TAIPAN Study: Treatment-as-Prevention Cuts HIV Incidence by 66% in Australian GBM
Decade-long Australian study found treatment-as-prevention cut HIV incidence by 66% among GBM, with PrEP boosting the effect.

TAIPAN Study Overview
The TAIPAN longitudinal cohort study utilized routine health record data from 69 health services providing HIV diagnosis and care to gay and bisexual men (GBM) in Australia's two most populous states, New South Wales and Victoria. Data were collected from January 1, 2010, to December 31, 2019, encompassing both HIV-positive and HIV-negative cohorts with a total sample size of 101,772 participants. This extensive dataset enabled direct measurement of HIV incidence and tracking of changes over time.
Key Findings on Viral Suppression and HIV Incidence
The TAIPAN study revealed several key findings that underscore the effectiveness of treatment-as-prevention:
Increase in Viral Suppression: From 2010 to 2019, the population prevalence of viral suppression (defined as plasma HIV viral load <200 RNA copies/µL) increased from 69.27% to 88.31%.
Decrease in HIV Incidence: Over the same period, HIV incidence among GBM decreased from 0.64 per 100 person-years to 0.22 per 100 person-years, representing a 66.37% reduction in new HIV infections.
Correlation Between Viral Suppression and HIV Incidence: A significant association was found: a 1% increase in population viral suppression corresponded with a 6% decrease in HIV incidence (incidence rate ratio [IRR] 0.94, 95% CI 0.93–0.96; p<0.0001).
Introduction and Impact of PrEP: Pre-Exposure Prophylaxis (PrEP) was introduced in 2016, with uptake rising from 17.60% to 36.38% by 2019. After PrEP introduction, the relationship between viral suppression and HIV incidence became even stronger (IRR 0.80, 95% CI 0.70–0.93; p=0.0030), indicating a synergistic effect.
Comprehensive Strategies Driving Success
The success of treatment-as-prevention in these regions is attributed to combined efforts by governments, clinics, and community organizations to remove barriers to antiretroviral therapy (ART)—such as prescribing restrictions and costs—and to expand HIV testing options. Initiatives included express testing, peer-led and community-based testing sites, and rapid diagnostic tests. These efforts significantly increased treatment initiation, sustained viral suppression, and testing rates among GBM.
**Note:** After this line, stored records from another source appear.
PR #1906, opened 2017-10-31
Remove z/TPF version of omrrttime.s

jjohnst-us:
z/TPF can simply use the s39064 version of omrtime
support.


charliegracie:
genie-omr build zlinux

Challenges and Limitations
The study faced some limitations. The dataset was susceptible to incomplete data, though sensitivity analyses indicated minimal impact on primary findings. It could not account for care outside participating services or in other jurisdictions. The observational design precludes direct causality claims, but behavioral surveys showing declining condom use suggest that changes in sexual practices alone are unlikely to explain the incidence decrease.
Implications for Public Health Policy
The TAIPAN study provides robust evidence that HIV treatment-as-prevention can achieve significant population-level reductions in HIV incidence among GBM. These findings challenge earlier doubts about the public health potential of this approach and emphasize the importance of comprehensive, equitable strategies. For policymakers and healthcare providers, the message is clear: increasing treatment access and reducing undiagnosed infections are vital steps. The combined use of treatment-as-prevention and PrEP, delivered through accessible initiatives, offers a model for other countries.